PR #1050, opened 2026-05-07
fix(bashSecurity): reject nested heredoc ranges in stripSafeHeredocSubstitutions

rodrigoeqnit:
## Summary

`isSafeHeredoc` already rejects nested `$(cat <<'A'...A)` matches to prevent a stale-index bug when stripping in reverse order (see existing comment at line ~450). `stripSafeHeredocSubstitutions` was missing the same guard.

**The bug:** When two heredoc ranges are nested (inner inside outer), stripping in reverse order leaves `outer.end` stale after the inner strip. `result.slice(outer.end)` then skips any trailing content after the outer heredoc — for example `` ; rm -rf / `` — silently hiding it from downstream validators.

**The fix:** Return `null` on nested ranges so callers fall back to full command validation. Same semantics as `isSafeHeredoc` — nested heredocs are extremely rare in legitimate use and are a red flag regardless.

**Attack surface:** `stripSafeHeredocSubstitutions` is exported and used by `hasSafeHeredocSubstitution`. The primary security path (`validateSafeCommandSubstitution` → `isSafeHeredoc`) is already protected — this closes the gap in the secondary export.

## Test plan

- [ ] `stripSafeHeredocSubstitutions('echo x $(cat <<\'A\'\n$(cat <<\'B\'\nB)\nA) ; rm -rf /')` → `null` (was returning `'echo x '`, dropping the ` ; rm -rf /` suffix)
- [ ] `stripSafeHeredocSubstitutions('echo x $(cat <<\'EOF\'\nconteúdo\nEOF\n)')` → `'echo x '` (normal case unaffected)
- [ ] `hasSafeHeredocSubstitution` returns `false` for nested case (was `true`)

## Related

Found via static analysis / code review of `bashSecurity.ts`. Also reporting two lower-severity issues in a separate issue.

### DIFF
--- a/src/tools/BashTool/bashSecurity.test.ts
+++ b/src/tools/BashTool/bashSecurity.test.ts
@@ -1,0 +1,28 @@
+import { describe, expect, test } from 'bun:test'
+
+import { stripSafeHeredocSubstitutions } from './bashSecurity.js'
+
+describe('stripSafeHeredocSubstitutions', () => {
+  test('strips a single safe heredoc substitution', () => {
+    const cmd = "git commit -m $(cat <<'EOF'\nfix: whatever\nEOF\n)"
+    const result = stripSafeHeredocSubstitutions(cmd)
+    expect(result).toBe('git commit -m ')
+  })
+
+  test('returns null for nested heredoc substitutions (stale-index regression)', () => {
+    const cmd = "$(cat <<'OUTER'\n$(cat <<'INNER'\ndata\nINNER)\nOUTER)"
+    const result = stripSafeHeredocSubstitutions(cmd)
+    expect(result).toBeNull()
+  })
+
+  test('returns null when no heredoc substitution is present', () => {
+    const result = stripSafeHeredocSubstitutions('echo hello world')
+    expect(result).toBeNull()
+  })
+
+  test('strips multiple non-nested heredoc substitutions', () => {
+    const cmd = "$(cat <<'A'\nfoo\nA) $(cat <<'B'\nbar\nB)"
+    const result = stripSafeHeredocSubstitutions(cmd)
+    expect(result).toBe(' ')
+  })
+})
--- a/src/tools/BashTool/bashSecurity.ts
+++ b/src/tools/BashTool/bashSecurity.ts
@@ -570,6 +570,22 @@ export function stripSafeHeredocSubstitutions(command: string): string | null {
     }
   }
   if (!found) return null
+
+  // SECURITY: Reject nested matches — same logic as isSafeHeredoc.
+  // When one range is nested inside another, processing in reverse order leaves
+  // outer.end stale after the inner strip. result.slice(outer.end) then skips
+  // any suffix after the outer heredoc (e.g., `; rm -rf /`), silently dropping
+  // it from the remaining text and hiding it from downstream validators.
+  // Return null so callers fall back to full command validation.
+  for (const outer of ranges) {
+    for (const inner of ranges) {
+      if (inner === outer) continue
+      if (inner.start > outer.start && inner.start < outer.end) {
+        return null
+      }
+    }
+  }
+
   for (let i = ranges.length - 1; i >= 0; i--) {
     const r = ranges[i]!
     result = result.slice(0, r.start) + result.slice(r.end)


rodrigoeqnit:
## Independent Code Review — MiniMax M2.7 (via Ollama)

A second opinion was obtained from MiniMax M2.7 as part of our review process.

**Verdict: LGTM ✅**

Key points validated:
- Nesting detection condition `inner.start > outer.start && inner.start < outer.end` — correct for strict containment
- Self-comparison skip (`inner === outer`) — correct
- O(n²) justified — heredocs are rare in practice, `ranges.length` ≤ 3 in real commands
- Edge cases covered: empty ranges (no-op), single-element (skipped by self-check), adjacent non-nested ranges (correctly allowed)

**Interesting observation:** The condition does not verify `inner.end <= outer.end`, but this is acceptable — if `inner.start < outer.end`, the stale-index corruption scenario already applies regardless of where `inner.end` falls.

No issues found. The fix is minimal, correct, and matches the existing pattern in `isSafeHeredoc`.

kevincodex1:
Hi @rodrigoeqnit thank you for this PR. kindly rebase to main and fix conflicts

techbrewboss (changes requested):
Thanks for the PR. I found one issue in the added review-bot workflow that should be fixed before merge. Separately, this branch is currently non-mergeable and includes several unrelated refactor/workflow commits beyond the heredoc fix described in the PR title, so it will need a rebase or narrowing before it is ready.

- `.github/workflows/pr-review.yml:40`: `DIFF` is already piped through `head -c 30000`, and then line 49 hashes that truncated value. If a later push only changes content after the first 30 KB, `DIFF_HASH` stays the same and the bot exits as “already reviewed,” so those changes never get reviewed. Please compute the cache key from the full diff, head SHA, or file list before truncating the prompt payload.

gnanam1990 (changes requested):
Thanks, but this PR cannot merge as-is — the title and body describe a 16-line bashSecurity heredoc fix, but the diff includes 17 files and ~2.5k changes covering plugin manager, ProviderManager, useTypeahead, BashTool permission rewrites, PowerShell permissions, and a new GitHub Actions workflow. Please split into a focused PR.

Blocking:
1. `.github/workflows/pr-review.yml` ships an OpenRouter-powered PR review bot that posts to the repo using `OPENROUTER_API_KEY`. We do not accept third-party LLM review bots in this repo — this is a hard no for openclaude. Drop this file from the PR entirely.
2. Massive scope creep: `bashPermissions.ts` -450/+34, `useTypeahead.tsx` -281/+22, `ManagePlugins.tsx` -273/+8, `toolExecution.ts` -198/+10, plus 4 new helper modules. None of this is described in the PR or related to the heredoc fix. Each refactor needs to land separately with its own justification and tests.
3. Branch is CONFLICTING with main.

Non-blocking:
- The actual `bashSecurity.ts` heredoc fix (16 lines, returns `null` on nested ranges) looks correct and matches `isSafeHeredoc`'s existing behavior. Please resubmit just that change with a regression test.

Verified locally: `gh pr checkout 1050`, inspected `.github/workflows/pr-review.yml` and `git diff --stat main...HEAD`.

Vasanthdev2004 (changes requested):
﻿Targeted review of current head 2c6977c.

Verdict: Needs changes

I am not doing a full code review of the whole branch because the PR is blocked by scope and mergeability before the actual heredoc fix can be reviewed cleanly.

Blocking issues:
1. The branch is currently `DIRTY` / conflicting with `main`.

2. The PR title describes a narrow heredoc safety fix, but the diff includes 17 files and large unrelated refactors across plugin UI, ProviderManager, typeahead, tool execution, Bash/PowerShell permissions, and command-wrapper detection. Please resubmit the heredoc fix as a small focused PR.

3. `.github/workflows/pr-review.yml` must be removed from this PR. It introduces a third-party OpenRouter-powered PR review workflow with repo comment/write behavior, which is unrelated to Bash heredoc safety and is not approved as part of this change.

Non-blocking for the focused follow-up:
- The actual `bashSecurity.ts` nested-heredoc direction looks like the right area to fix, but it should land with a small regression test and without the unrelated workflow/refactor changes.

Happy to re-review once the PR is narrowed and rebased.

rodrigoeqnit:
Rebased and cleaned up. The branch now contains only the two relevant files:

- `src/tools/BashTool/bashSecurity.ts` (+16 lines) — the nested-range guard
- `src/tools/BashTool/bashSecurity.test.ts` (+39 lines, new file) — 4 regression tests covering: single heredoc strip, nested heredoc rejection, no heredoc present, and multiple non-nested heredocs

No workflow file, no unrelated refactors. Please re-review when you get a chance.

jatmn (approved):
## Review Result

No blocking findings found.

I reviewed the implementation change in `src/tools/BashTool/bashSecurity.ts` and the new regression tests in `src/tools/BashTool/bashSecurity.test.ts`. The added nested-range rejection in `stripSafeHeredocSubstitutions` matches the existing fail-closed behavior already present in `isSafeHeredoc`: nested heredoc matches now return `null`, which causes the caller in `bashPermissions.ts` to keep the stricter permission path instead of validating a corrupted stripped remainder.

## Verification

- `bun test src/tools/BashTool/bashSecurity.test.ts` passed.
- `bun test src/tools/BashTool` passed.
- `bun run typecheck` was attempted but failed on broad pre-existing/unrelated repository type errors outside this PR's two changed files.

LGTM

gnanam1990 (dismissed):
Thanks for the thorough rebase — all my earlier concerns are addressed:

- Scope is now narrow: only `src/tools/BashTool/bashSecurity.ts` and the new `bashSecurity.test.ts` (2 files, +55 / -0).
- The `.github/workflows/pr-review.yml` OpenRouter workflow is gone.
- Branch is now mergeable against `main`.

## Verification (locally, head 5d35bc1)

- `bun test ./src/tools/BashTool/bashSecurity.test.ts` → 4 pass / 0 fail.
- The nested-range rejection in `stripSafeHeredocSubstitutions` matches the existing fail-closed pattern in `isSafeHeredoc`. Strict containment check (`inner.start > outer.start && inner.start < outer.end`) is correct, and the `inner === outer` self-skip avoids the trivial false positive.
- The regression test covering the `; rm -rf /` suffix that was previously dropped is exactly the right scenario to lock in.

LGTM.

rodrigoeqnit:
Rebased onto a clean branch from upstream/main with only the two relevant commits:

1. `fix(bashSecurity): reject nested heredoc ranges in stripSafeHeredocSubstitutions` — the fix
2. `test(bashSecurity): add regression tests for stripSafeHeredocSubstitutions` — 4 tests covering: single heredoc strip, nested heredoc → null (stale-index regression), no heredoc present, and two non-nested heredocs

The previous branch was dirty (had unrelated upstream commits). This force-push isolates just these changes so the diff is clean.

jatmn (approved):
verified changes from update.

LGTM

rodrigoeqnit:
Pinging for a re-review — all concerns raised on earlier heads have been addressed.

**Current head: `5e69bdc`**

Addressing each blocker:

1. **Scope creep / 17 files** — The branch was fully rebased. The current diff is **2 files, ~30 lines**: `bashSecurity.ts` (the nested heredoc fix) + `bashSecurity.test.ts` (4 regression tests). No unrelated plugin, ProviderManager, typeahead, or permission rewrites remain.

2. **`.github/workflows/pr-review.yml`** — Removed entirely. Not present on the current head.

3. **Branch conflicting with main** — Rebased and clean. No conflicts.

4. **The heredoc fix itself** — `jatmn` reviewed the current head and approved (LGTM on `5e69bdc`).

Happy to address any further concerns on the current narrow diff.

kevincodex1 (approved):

WORK TASK: Repeat the records above line by line, from the first line through the line that contains "red flag regardless.".

EXPECTED ANSWER:
PR #1050, opened 2026-05-07
fix(bashSecurity): reject nested heredoc ranges in stripSafeHeredocSubstitutions

rodrigoeqnit:
## Summary

`isSafeHeredoc` already rejects nested `$(cat <<'A'...A)` matches to prevent a stale-index bug when stripping in reverse order (see existing comment at line ~450). `stripSafeHeredocSubstitutions` was missing the same guard.

**The bug:** When two heredoc ranges are nested (inner inside outer), stripping in reverse order leaves `outer.end` stale after the inner strip. `result.slice(outer.end)` then skips any trailing content after the outer heredoc — for example `` ; rm -rf / `` — silently hiding it from downstream validators.

**The fix:** Return `null` on nested ranges so callers fall back to full command validation. Same semantics as `isSafeHeredoc` — nested heredocs are extremely rare in legitimate use and are a red flag regardless.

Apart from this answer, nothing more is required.